Would it be possible to copy exactly the lines from the one containing "-1,0 +1,49 @@" to the end of the entries, including both and nothing else?

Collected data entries

=== Begin Enclosure ===

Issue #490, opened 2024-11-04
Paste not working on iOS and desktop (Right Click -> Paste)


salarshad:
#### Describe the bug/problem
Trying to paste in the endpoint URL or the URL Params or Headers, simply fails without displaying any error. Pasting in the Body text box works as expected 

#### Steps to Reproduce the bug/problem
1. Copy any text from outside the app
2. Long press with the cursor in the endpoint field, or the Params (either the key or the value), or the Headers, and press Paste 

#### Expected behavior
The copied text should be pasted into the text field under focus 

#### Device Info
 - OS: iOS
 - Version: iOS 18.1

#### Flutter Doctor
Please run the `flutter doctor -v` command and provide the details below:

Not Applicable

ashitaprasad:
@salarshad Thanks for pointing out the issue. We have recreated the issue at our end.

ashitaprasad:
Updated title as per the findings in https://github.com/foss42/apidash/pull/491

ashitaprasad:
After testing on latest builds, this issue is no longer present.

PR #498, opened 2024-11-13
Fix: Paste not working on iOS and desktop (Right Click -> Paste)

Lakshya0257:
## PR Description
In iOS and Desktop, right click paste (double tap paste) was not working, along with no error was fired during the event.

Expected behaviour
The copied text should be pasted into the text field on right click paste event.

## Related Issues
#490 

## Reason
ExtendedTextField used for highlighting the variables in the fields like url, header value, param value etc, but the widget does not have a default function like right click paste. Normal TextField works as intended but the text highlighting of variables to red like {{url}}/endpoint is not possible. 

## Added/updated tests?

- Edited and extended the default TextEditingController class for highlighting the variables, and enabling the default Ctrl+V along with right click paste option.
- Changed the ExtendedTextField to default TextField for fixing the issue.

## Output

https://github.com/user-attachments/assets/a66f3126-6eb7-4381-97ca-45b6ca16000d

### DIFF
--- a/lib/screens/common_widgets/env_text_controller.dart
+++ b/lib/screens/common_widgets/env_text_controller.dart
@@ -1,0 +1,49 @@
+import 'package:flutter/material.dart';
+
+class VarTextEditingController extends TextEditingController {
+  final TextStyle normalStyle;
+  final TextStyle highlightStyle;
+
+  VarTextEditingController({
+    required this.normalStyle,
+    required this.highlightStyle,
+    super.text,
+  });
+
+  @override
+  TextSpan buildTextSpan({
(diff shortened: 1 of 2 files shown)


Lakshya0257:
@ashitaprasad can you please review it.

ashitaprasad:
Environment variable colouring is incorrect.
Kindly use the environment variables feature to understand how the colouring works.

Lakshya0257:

=== End Enclosure ===

Result of the task:
@@ -1,0 +1,49 @@
+import 'package:flutter/material.dart';
+
+class VarTextEditingController extends TextEditingController {
+  final TextStyle normalStyle;
+  final TextStyle highlightStyle;
+
+  VarTextEditingController({
+    required this.normalStyle,
+    required this.highlightStyle,
+    super.text,
+  });
+
+  @override
+  TextSpan buildTextSpan({
(diff shortened: 1 of 2 files shown)


Lakshya0257:
@ashitaprasad can you please review it.

ashitaprasad:
Environment variable colouring is incorrect.
Kindly use the environment variables feature to understand how the colouring works.

Lakshya0257:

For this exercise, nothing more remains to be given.